Since attending the Reading for Pleasure/UKLA conference at Ash Grove Academy in November 2017 with colleague and fellow Evidence Lead in Education Emily Crumbleholme, I have begun to develop RfP Pedagogies in my own school, Peover Superior. This initially involved a constant drip –drip approach’ to RfP– reading aloud for pleasure, creating a relaxed reading environment in the classrooms, encouraging book ‘Blether’ and independent reading. Using the wealth of resources available on the OU website and dipping into the research from Professor Teresa Cremin (Professor of Education at the Open University) I experimented with different approaches in school. Emily Crumbleholme was given to freedom to develop different pedagogies further with her class. She conducted a small scale research project and successfully won the UKLA/Egmont Reading for Pleasure Teacher of Year (early Career award) as a result.

It was therefore an easy decision to make when I was approached by Megan Dixon, Director of the Aspirer Research School to support a joint venture between schools and Prof Cremin in developing a whole school CPD research and development programme for RfP with a view to creating a whole school CPD resource for the Open University.

Five schools from the Aspire Educational Trust are now embarking on an exciting research and development project. Lead teachers from Puss Bank Primary School, Holmes Chapel Primary School, Victoria Road Primary School, Park Royal Academy and Peover Superior Primary School are engaging in the most recent research around RfP in order to affect whole school culture change.

At our first meeting at the beginning of September the Lead Teachers dipped their toes into Building Communities of Engaged Readers by Teresa Cremin, Marilyn Mottram, Fiona M. Collins, Sacha Powell and Kimberly Stafford, as well as looking at articles on the OU RfP website and the UKLA’s Literacy journal.

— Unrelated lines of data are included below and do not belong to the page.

PR #109, opened 2020-12-26
🐛 FIX: port markdown-it v11.0.1

hukkinj1:
Implement the diff https://github.com/markdown-it/markdown-it/compare/f798bea9623277bbf89b9621cf7fb283c693fcab...331ae117e09115366db12b517ca526b1b7fee1e8 to catch up with the JS project a bit.

PR #110, opened 2020-12-27
Catch up with markdown-it v12.0.0

hukkinj1:
A continuation on https://github.com/executablebooks/markdown-it-py/pull/109 (based on the branch there). 

https://github.com/executablebooks/markdown-it-py/pull/109 can be merged first and then this one (to make review easier), or this can be merged directly.

### DIFF
--- a/tests/test_port/fixtures/tables.md
+++ b/tests/test_port/fixtures/tables.md
@@ -273,106 +273,6 @@ bar|bar
 .
 
 
-Should be terminated via row without "|" symbol:
-.
-foo|foo
----|---
-paragraph
-.
-<table>
-<thead>
-<tr>
-<th>foo</th>
-<th>foo</th>
-</tr>
-</thead>
-<tbody></tbody>
-</table>
-<p>paragraph</p>
-.
-
-
-Delimiter escaping:
-.
-| Heading 1 \\\\| Heading 2
-| --------- | ---------
-| Cell\|1\|| Cell\|2
-\| Cell\\\|3 \\| Cell\|4
-.
-<table>
-<thead>
-<tr>
-<th>Heading 1 \\</th>
-<th>Heading 2</th>
-</tr>
-</thead>
-<tbody>
-<tr>
-<td>Cell|1|</td>
-<td>Cell|2</td>
-</tr>
-<tr>
-<td>| Cell\|3 \</td>
-<td>Cell|4</td>
-</tr>
-</tbody>
-</table>
-.
-
-Pipes inside backticks don't split cells:
-.
-| Heading 1 | Heading 2
-| --------- | ---------
-| Cell 1 | Cell 2
-| `Cell|3` | Cell 4
-.
-<table>
-<thead>
-<tr>
-<th>Heading 1</th>
-<th>Heading 2</th>
-</tr>
-</thead>
-<tbody>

They were also encouraged to share their favourite books and were gifted books by children’s authors Kate DiCamillo and Emma Carroll. Megan Dixon and Teresa Cremin talked passionately about RfP pedagogies and supported the teachers in unpicking important baseline data – from the children and staff.

Several different baselines assessments have been carried out in each school, the findings of which will be used to inform each schools development plan using the Logic Model approach. The first baseline has been used by class teachers as an assessment based on the Read on Get research – What it means to be a reader at age 11 – values, skills, affective components and behavioural processes. (Dec 2017 Christina Clark and Anne Teravaine NLT) Teachers have looked at behaviours such as children’s enjoyment of reading, how well children identify themselves as readers, have often children read and whether they read widely.

As well as this, pupil surveys haven been carried out to determine the children’s perceptions of themselves as a reader and how they see others. With questions such as Where do you read?  Who is your favourite author? So you see your teacher read? The pupil surveys are proving to be extremely interesting reading.

Finally, teachers own practice has been examined using the Review your Practice document

Over the coming weeks, my role as ELE is to support each Lead Teacher and the senior leadership of each school in using the evidence base to develop a clear plan for whole school development of RfP, underpinned by the DFE’s Standards for teachers’ professional development July 2016.

The Research and Development programme will be:

·        underpinned by robust evidence

·        ensure collaboration and expert challenge

·        be sustained over time

·        priories by school leadership

·        focusing on evaluating and prioritising pupil outcomes.

At the end of October, a joint development day with all the schools and Teresa Cremin delivering a key note speech will introduce all staff to the principals of RfP as well as a range of collaborative workshops. I am really looking forward to seeing the learning community evolve across the 5 schools and joining each school on its journey to develop an RfP ethos for all.